Your goal -
Report every line of the records that includes the word "code".
_ _ _ _ _
PR #1710, opened 2023-08-29
Add the support of the bloom BF.INFO command

zncleon:
This PR introduce the bloom BF.INFO command. 

[1] [https://redis.io/commands/bf.info/](https://redis.io/commands/bf.info/)

### DIFF
--- a/src/commands/cmd_bloom_filter.cc
+++ b/src/commands/cmd_bloom_filter.cc
@@ -119,15 +119,15 @@ class CommandBFInfo : public Commander {
     CommandParser parser(args, 2);
     while (parser.Good()) {
       if (parser.EatEqICase("capacity")) {
-        type_ = BloomInfoType::CAPACITY;
+        type_ = BloomInfoType::kCapacity;
       } else if (parser.EatEqICase("size")) {
-        type_ = BloomInfoType::SIZE;
+        type_ = BloomInfoType::kSize;
       } else if (parser.EatEqICase("filters")) {
-        type_ = BloomInfoType::FILTERS;
+        type_ = BloomInfoType::kFilters;
       } else if (parser.EatEqICase("items")) {
-        type_ = BloomInfoType::ITEMS;
+        type_ = BloomInfoType::kItems;
       } else if (parser.EatEqICase("expansion")) {
-        type_ = BloomInfoType::EXPANSION;
+        type_ = BloomInfoType::kExpansion;
       } else {
         return {Status::RedisParseErr, "Invalid info argument"};
       }
@@ -144,7 +144,7 @@ class CommandBFInfo : public Commander {
     if (!s.ok()) return {Status::RedisExecErr, s.ToString()};
 
     switch (type_) {
-      case BloomInfoType::ALL:
+      case BloomInfoType::kAll:
         *output = "*" + std::to_string(2 * 5) + CRLF;
         *output += redis::SimpleString("Capacity");
         *output += redis::Integer(info.capacity);
@@ -157,19 +157,19 @@ class CommandBFInfo : public Commander {
         *output += redis::SimpleString("Expansion rate");
         *output += redis::Integer(info.expansion);
         break;
-      case BloomInfoType::CAPACITY:
+      case BloomInfoType::kCapacity:
         *output = redis::Integer(info.capacity);
         break;
-      case BloomInfoType::SIZE:
+      case BloomInfoType::kSize:
         *output = redis::Integer(info.bloom_bytes);
         break;
-      case BloomInfoType::FILTERS:
+      case BloomInfoType::kFilters:
         *output = redis::Integer(info.n_filters);
         break;
-      case BloomInfoType::ITEMS:
+      case BloomInfoType::kItems:
         *output = redis::Integer(info.size);
         break;
-      case BloomInfoType::EXPANSION:
+      case BloomInfoType::kExpansion:
         *output = redis::Integer(info.expansion);
         break;
       default:
@@ -180,7 +180,7 @@ class CommandBFInfo : public Commander {
   }
 
  private:
-  BloomInfoType type_ = BloomInfoType::ALL;
+  BloomInfoType type_ = BloomInfoType::kAll;
 };
 
 REDIS_REGISTER_COMMANDS(MakeCmdAttr<CommandBFReserve>("bf.reserve", -4, "write", 1, 1, 1),
--- a/src/commands/cmd_bloom_filter.cc
+++ b/src/commands/cmd_bloom_filter.cc
@@ -106,7 +106,6 @@ class CommandBFExists : public Commander {
     redis::BloomChain bloom_db(svr->storage, conn->GetNamespace());
     int ret = 0;
     auto s = bloom_db.Exist(args_[1], args_[2], &ret);
-    if (s.IsNotFound()) return {Status::RedisExecErr, "key is not found"};
     if (!s.ok()) return {Status::RedisExecErr, s.ToString()};
 
     *output = redis::Integer(ret);
--- a/src/commands/cmd_bloom_filter.cc
+++ b/src/commands/cmd_bloom_filter.cc
@@ -118,15 +118,15 @@ class CommandBFInfo : public Commander {
     CommandParser parser(args, 2);
     while (parser.Good()) {
       if (parser.EatEqICase("capacity")) {
-        type_ = CAPACITY;
+        type_ = BloomInfoType::CAPACITY;
       } else if (parser.EatEqICase("size")) {
-        type_ = SIZE;
+        type_ = BloomInfoType::SIZE;
       } else if (parser.EatEqICase("filters")) {
-        type_ = FILTERS;
+        type_ = BloomInfoType::FILTERS;
       } else if (parser.EatEqICase("items")) {
-        type_ = ITEMS;
+        type_ = BloomInfoType::ITEMS;
       } else if (parser.EatEqICase("expansion")) {
-        type_ = EXPANSION;
+        type_ = BloomInfoType::EXPANSION;
       } else {
         return {Status::RedisParseErr, "Invalid info argument"};
       }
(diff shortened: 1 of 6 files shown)


src/types/redis_bloom_chain.h
```diff
@@ -30,12 +30,22 @@ const uint32_t kBFDefaultInitCapacity = 100;
 const double kBFDefaultErrorRate = 0.01;
 const uint16_t kBFDefaultExpansion = 2;
 
+enum BloomInfoType {
```
PragmaTwice:
```suggestion
enum class BloomInfoType {
```

src/types/redis_bloom_chain.cc
```diff
@@ -195,4 +195,44 @@ rocksdb::Status BloomChain::Exist(const Slice &user_key, const Slice &item, int
...
+      break;
+    case FILTERS:
+      rets->push_back(static_cast<int>(metadata.n_filters));
+      break;
+    case ITEMS:
+      rets->push_back(static_cast<int>(metadata.size));
+      break;
+    case EXPANSION:
+      rets->push_back(static_cast<int>(metadata.expansion));
+      break;
```
PragmaTwice: I think maybe we can just return a structure here, e.g.
```
struct BloomFilterInfo {
    cap, bytes, ...;
};

Info(..., BloomFilterInfo *info) {
   ...
   info->... = ...;
}
```

And move the switch case to the command execute function.

tests/gocase/unit/type/bloom/bloom_test.go
```diff
@@ -116,4 +116,44 @@ func TestBloom(t *testing.T) {
 		}
 		require.LessOrEqual(t, float64(exist), fpp*float64(totalCount))
 	})
+
```
mapleFU, line 147: Apart from this, we can use "INFO" to test the reserve and add

zncleon: Sure, there are some bugs about add.

src/types/redis_bloom_chain.cc
```diff
@@ -151,6 +151,7 @@ rocksdb::Status BloomChain::Add(const Slice &user_key, const Slice &item, int *r
     s = bloomCheck(bf_key_list[check_index], item_string, ret);
```
git-hulk: I think we should add another variable to identify the check result(e.g. exists or check_ret) instead of resuing the add result.

src/types/redis_bloom_chain.cc
```diff
@@ -143,21 +143,21 @@ rocksdb::Status BloomChain::Add(const Slice &user_key, const Slice &item, int *r
...
 
-  int check_index = metadata.n_filters - 1;
   std::string item_string = item.ToString();
 
   // check
-  for (; check_index >= 0; --check_index) {  // TODO: to test which direction for searching is better
-    s = bloomCheck(bf_key_list[check_index], item_string, ret);
+  int check_ret = 0;
+  for (int i = metadata.n_filters - 1; i >= 0; --i) {  // TODO: to test which direction for searching is better
+    s = bloomCheck(bf_key_list[i], item_string, &check_ret);
```
mapleFU: Actually I think a `Result<bool>` might be better here. Since "int" might be weird ( RedisBloom using C language, C Boolean is just a hacking )

src/types/redis_bloom_chain.cc
```diff
@@ -185,14 +178,35 @@ rocksdb::Status BloomChain::Exist(const Slice &user_key, const Slice &item, int
...
   return rocksdb::Status::OK();
 }
+
+rocksdb::Status BloomChain::Info(const Slice &user_key, BloomFilterInfo *info) {
+  std::string ns_key = AppendNamespacePrefix(user_key);
+  LockGuard guard(storage_->GetLockManager(), ns_key);
+
+  BloomChainMetadata metadata;
+  rocksdb::Status s = getBloomChainMetadata(ns_key, &metadata);
+  if (s.IsNotFound()) return rocksdb::Status::NotFound("key is not found");
```
torwig: Why not simply use `if (!s.ok()) return s;` that will return the `rocksdb::Status::NotFound` status as well? Then check on the caller side if the status is NotFound if necessary.

src/types/redis_bloom_chain.h
```diff
@@ -30,20 +30,38 @@ const uint32_t kBFDefaultInitCapacity = 100;
 const double kBFDefaultErrorRate = 0.01;
 const uint16_t kBFDefaultExpansion = 2;
 
+enum class BloomInfoType {
+  ALL,
```
torwig: You can format enum values as `kAll, kCapacity, etc` (see here: https://google.github.io/styleguide/cppguide.html#Enumerator_Names)

src/types/redis_bloom_chain.cc
zncleon: Sure, It's a mistake left by solution 1. I will fix it.

src/commands/cmd_bloom_filter.cc
```diff
@@ -104,14 +105,86 @@ class CommandBFExists : public Commander {
...
+  Status Execute(Server *svr, Connection *conn, std::string *output) override {
+    redis::BloomChain bloom_db(svr->storage, conn->GetNamespace());
+    BloomFilterInfo info;
+    auto s = bloom_db.Info(args_[1], &info);
+    if (s.IsNotFound()) return {Status::RedisExecErr, "key is not found"};
+    if (!s.ok()) return {Status::RedisExecErr, s.ToString()};
+
+    switch (type_) {
+      case BloomInfoType::kAll:
+        *output = "*" + std::to_string(2 * 5) + CRLF;
```
PragmaTwice:
```suggestion
        *output = redis::MultiLen(2 * 5);
```

src/commands/cmd_bloom_filter.cc
```diff
@@ -104,14 +105,86 @@ class CommandBFExists : public Commander {
...
 
     *output = redis::Integer(ret);
     return Status::OK();
   }
 };
 
+class CommandBFInfo : public Commander {
+ public:
+  Status Parse(const std::vector<std::string> &args) override {
+    CommandParser parser(args, 2);
```
mapleFU, line 122: We'd better `args` should not greater than 3?

https://github.com/RedisBloom/RedisBloom/blob/master/src/rebloom.c#L949

src/commands/cmd_bloom_filter.cc
```diff
@@ -104,14 +105,86 @@ class CommandBFExists : public Commander {
...
+        *output += redis::SimpleString("Capacity");
+        *output += redis::Integer(info.capacity);
+        *output += redis::SimpleString("Size");
+        *output += redis::Integer(info.bloom_bytes);
+        *output += redis::SimpleString("Number of filters");
+        *output += redis::Integer(info.n_filters);
+        *output += redis::SimpleString("Number of items inserted");
+        *output += redis::Integer(info.size);
+        *output += redis::SimpleString("Expansion rate");
+        *output += redis::Integer(info.expansion);
```
mapleFU: https://github.com/RedisBloom/RedisBloom/blob/master/src/rebloom.c#L990

Since `info.expansion` might be null if it's 0?

src/commands/cmd_bloom_filter.cc
```diff
@@ -104,14 +105,86 @@ class CommandBFExists : public Commander {
...
     *output = redis::Integer(ret);
     return Status::OK();
   }
 };
 
+class CommandBFInfo : public Commander {
+ public:
+  Status Parse(const std::vector<std::string> &args) override {
+    CommandParser parser(args, 2);
+    while (parser.Good()) {
```
mapleFU:
```suggestion
    if (parser.Good()) {
```

src/commands/cmd_bloom_filter.cc
```diff
@@ -104,14 +105,86 @@ class CommandBFExists : public Commander {
...
+        *output = redis::Integer(info.n_filters);
+        break;
+      case BloomInfoType::kItems:
+        *output = redis::Integer(info.size);
+        break;
+      case BloomInfoType::kExpansion:
+        *output = redis::Integer(info.expansion);
+        break;
+      default:
+        LOG(ERROR) << "Failed to parse the type of BF.INFO command";
```
mapleFU: return error here?

src/types/redis_bloom_chain.cc
```diff
@@ -177,22 +168,41 @@ rocksdb::Status BloomChain::Exist(const Slice &user_key, const Slice &item, int
...
     }
   }
+  *ret = exist ? 1 : 0;
 
   return rocksdb::Status::OK();
 }
+
+rocksdb::Status BloomChain::Info(const Slice &user_key, BloomFilterInfo *info) {
+  std::string ns_key = AppendNamespacePrefix(user_key);
+  LockGuard guard(storage_->GetLockManager(), ns_key);
```
mapleFU: `Info` doesn't need to lock since it just atomicly get the metadata?

mapleFU (commented):
Rest LGTM

src/commands/cmd_bloom_filter.cc
zncleon: If I add a return here, lint would prompt an error: "Unreachable code ".

mapleFU: Ah yeah, we can just remove this branch.

mapleFU (dismissed):

torwig (dismissed):
LGTM

torwig:
@zncleon BTW, according to the Redis documentation, the BF.EXISTS command returns 0 if the key doesn't exist. But I see that currently, the code returns an error `{Status::RedisExecErr, "key is not found"}`. Is it intentional?

zncleon:
> @zncleon BTW, according to the Redis documentation, the BF.EXISTS command returns 0 if the key doesn't exist. But I see that currently, the code returns an error `{Status::RedisExecErr, "key is not found"}`. Is it intentional?

Sure, I think I made a mistake. It should return 0 in this case. I will fix it.

mapleFU (approved):

torwig (approved):

git-hulk (approved):

mapleFU:
Thanks all, merging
_ _ _ _ _
Output for this exercise -
zncleon: If I add a return here, lint would prompt an error: "Unreachable code ".
@zncleon BTW, according to the Redis documentation, the BF.EXISTS command returns 0 if the key doesn't exist. But I see that currently, the code returns an error `{Status::RedisExecErr, "key is not found"}`. Is it intentional?
> @zncleon BTW, according to the Redis documentation, the BF.EXISTS command returns 0 if the key doesn't exist. But I see that currently, the code returns an error `{Status::RedisExecErr, "key is not found"}`. Is it intentional?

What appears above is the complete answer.